Долго та сказка сказывалась, но и дело делалось. И однажды «Запорожец» предстал перед Катей, ну… если и не как с конвейера, то все-таки вполне в товарном виде: свежевыкрашенный, с новыми (закрывающимися) дверцами, на новых колесах, с прямо-таки приличным салоном, со всем полагающимся набором фар, подфарников и тормозных огней. И самое главное, он не только предстал, но и после того как Катя с сыном на руках села рядом с мужем, без всяких взрывов, чиханий и тарахтения резво взял с ходу и, ритмично пофыркивая, поплыл с семейством Гончаровых на борту. Поплыл, побежал, направляемый рукой штурмана, пилота, шофера, то есть Юрия Андреевича.

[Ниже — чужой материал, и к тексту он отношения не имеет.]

PR #2393, opened 2024-12-31
Fail when user puts definitions in the config.yml

chazlarson:
## Description

Fails when the user puts collection or other definitions directly in config.yml, as:

```yaml
libraries:
  Many-Movies:
    collections:
      Remove Streaming Label:
        build_collection: false
        item_label.remove: Apple TV+ Movies
        plex_search:
          all:
            label: Apple TV+ Movies

    collection_files:
      - default: streaming
...
```

This change makes that a critical error:
```
|========================================= Critical Summary =========================================|
|                                                                                                    |
| Count | Message                                                                                    |
|=======|============================================================================================|
|     1 | The 'Many-Movies' library config contains collections definitions. These belong in external YAML files, not in the config.yml. |
```

## Type of Change

### DIFF
--- a/modules/config.py
+++ b/modules/config.py
@@ -220,8 +220,25 @@ class ConfigFile:
         replace_attr(self.data, "save_missing", "plex")
         if self.data["libraries"]:
             for library in self.data["libraries"]:
+
                 if not self.data["libraries"][library]:
                     continue
+
+                def fail_on_definition(found_this):
+                    raise Failed(f"The '{library}' library config contains {found_this} definitions. These belong in external YAML files, not in the config.yml.")
+                if "collections" in self.data["libraries"][library]:
+                    fail_on_definition("collections")
+                if "dynamic_collections" in self.data["libraries"][library]:
+                    fail_on_definition("dynamic_collections")
+                if "metadata" in self.data["libraries"][library]:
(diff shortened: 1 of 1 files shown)


YozoraXCII:
This works as expected when the defintion is entered at the library level, but this produces no error:

```
libraries:
  Kometa-Poster-Testing:
    collection_files:
      collections:
        Remove Streaming Label:
          build_collection: false
          item_label.remove: Apple TV+ Movies
          plex_search:
            all:
              label: Apple TV+ Movies
```

If that's the intention then I'm happy for this to be merged.

chazlarson:
> This works as expected when the defintion is entered at the library level, but this produces no error:
> 
> ```
> libraries:
>   Kometa-Poster-Testing:
>     collection_files:
>       collections:
>         Remove Streaming Label:
>           build_collection: false
>           item_label.remove: Apple TV+ Movies
>           plex_search:
>             all:
>               label: Apple TV+ Movies
> ```
> 
> If that's the intention then I'm happy for this to be merged.

It was only intended to address specific cases we've seen in the wild.  I don't think I've ever seen a `collections` inserted under `collection_files`, since usually someone who understands the latter knows that the former doesn't go there.

Issue #489, opened 2020-03-17
Working Remotely in an Agile World


bartlettroscoe:
Author: Ross (Written by Rinku)

This is a 48 minute video on "Working Remotely in an Agile World":

https://www.infoq.com/presentations/practices-working-remote/?utm_source=email&utm_medium=culture-methods&utm_campaign=newsletter&utm_content=11262019

This was highlighted in one of the InfoQ summary sent out a few months ago.

bartlettroscoe:
I am watching this now and will post my notes here.

bartlettroscoe:
CC: @rinkug, @markcmiller86, @curfman, @maherou, @elaineraybourn 

My notes from this 48 min presentation are below.

In summary, I think there is some good advice in this presentation and the speaker addresses some issues that I have not seen addressed before like "water cooler" moments and she covers many of the other challenges in communication in a distributed team.  So I think I would recommend publishing a curated content article for this.

One of the big drawbacks was that she asks lots of questions from the audience and requests feedback during the talk, but you can’t really hear what they are saying because they are not given a microphone.

----

**My notes on the presentation:**

* Remote teams:
  * Enhances access to talent for people that will not move to your location.
  * Teams work well by adopting effective communication techniques.
    * Collocated people who are talking need to pause frequently and see if remote people have something to add to the conversation.
    * Remote people should be able to interrupt to get a point across and collocated people should not be offended by this because the lag makes it looks rude.
  * Leadership is not reliant on location.
    * Don’t micro-manage remote people
    * Trust: By default, assume that remote people are working and want to contribute
    * Be flexible to meet at odd times to accommodate different timezones. 
* Invest in Tech:
  * Get good audio/visual-conferencing systems (a different screen for every office and team-room).
  * Do regular one-on-one meetings with remote people.
* Have team days:
  * Get everyone together in the same location on a regular basis
  * Do these whenever there is a change in the team (new team members)
* Error on the side of over-communicating:
  * Reconfirm that was said
  * Rule of 7 (repeat it 7 times)
* Create steams of work (channels):
  * Avoid getting spammed by too many messages (i.e. Slack)
* Have each developer enable an always-on camera with an active speaker so that you create a virtual team room.  (Be mindful you are always on camera and be careful to turn it off when you are away from work.)
* Spend more time preparing for interactions with other team members than you would if you are co-located.
*  Find ways to create “water cooler” moments.
[...]

PR #502, opened 2020-04-02
Remote working in agile world  RemoteWorkingAgileWorld.md

rinkug:
Author: @bartlettroscoe 
EB member: Lois

Based on issue #489


rinkug:
> It occurred to me that we could turn each of these sentence fragments into full sentences and add a period at the end of each by just changing one word in each bullet like "Taking care of" to "Take care of" and then end with a bullet.) Should we make that change? I can do that if you agree.

I think thats a good idea. Please go ahead and do it.

bartlettroscoe:
@rinkug, I switched to full sentences.

PR #451, opened 2019-12-16
Create LackOfEvidenceInSoftwareEngineering.md

jarrah42:
Author: Greg

PR for issue #420 (Lack of Evidence In Software Engineering)

Issue #420, opened 2019-09-19
Lack of Evidence In Software Engineering


jarrah42:
Author: Greg

IEEE Computer has a great article titled "Methodological Irregularities in Programming-Language Research" that everyone should read. In particular, I quote "... [a review] of the evidence standards of research presented at the International Conference on Functional Programming from its founding in 1996 to 2014 and found that not one study followed methodological guidelines... Nevertheless, this research community has vehemently and successfully argued for the inclusion of functional features in popular programming languages such as Java, C++, and Snap!"

https://ieeexplore.ieee.org/document/7999115

markcmiller86:
FWIW...I find this far to the abstract end of the nuts-n-bolts software producitivity spectrum. To be clear, it *is* interesting. But, I want a mix of nuts-n-bolts and abstract content of about 70/30.

markcmiller86:
Also, do we *need* to provide rationale for our votes? I mean, I could maybe understand if my vote was somehow special. But, with a sufficient number of votes, the *average* should be sufficient measure of a proposed idea's merit for site without having to engage in discussion about it.

bernhold:
My thinking is that, in the long run, Topic Review should be a quick thing that shouldn't require a lot of discussion or explanation.

But right now, we're trying to figure out what we want BSSw to be when it grows up, and at this stage, I think the discussions are probably necessary to developing a consensus on the kind of content we want to have.

So right now, I feel like it is fair to ask for rationales and otherwise discuss.

jarrah42:
> Also, do we _need_ to provide rationale for our votes? I mean, I could maybe understand if my vote was somehow special. But, with a sufficient number of votes, the _average_ should be sufficient measure of a proposed idea's merit for site without having to engage in discussion about it.

The average would work if everyone voted, but I don't think we're at that point yet.

jarrah42:
> My thinking is that, in the long run, Topic Review should be a quick thing that shouldn't require a lot of discussion or explanation.

I was in agreement until it was my suggestion that got down voted. :wink:

rinkug:
@prwolfe has interest in reading this and following up

rinkug:
PR #451 has been opened for this issue

PR #516, opened 2020-05-14
Correct formatting

prwolfe:
PR for issue #420
Prior PR #451 

I reviewed this in light of the new style guide @rinkug put together and this should match better.

Notes: 
* @jarrah42 should look at/review the two sentence intro in the top deck
* It was not clear that the Decks info on Category/Topic would be populated from the meta-data rather than needing to be directly present.
* Publication date is not as clear as it could be. Is this date of publication of the content being curated or date of publication to BSSw. 

Overall very nice to have something to reference.

Paul

### DIFF
--- a/CuratedContent/LackOfEvidenceInSoftwareEngineering.md
+++ b/CuratedContent/LackOfEvidenceInSoftwareEngineering.md
@@ -1,5 +1,21 @@
 # Lack of Evidence In Software Engineering
 
+#### Contributed by [Greg Watson](https://github.com/jarrah42)
+
+Computer professionals spend significant effort creating new languages for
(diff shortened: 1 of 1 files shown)


pagrubel:
The file name does not match the article name and the article name should be the link not IEEE Computer.

prwolfe:
Missed that title - thanks. Not sure what you mean about the file name vs. article name. I see 

Title: Lack of Evidence In Software Engineering
File Name: LackOfEvidenceInSoftwareEngineering.md

Which is only different in capitalization and removing spaces.  I did not see this in the style guide either - did I miss it?

rinkug:
I added the proposed changes to the file but not through this PR. So, I am closing this.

Итак, хобби обернулось и кое-чем реальным. Реальность оценивалась в сумму три тысячи, за которую Юра продал свой доведенный до кондиции, возрожденный для новой жизни и пробегов гроб повапленный. Можно было считать, что деньги эти он заработал своими руками. За год. Во внерабочее время. Поэтому никаких конфликтов и недоразумений не возникло, когда он объявил, что сумму сию тратить не следует, а, наоборот, надо как можно скорее ее удвоить. Дабы замахнуться уже на настоящий автомобиль, на машину с большой буквы. Эту установку Катя поддержала уже без всяких педагогических соображений. Реальная отдача от первого проекта уже вполне уверила ее, что на автостезе ее муж стоит прочно, без всяких там химер и маниловщины. Сказано — сделано, вот так он себя показал, а семейный автомобиль — это тебе и роскошь, и средство передвижения, и что угодно.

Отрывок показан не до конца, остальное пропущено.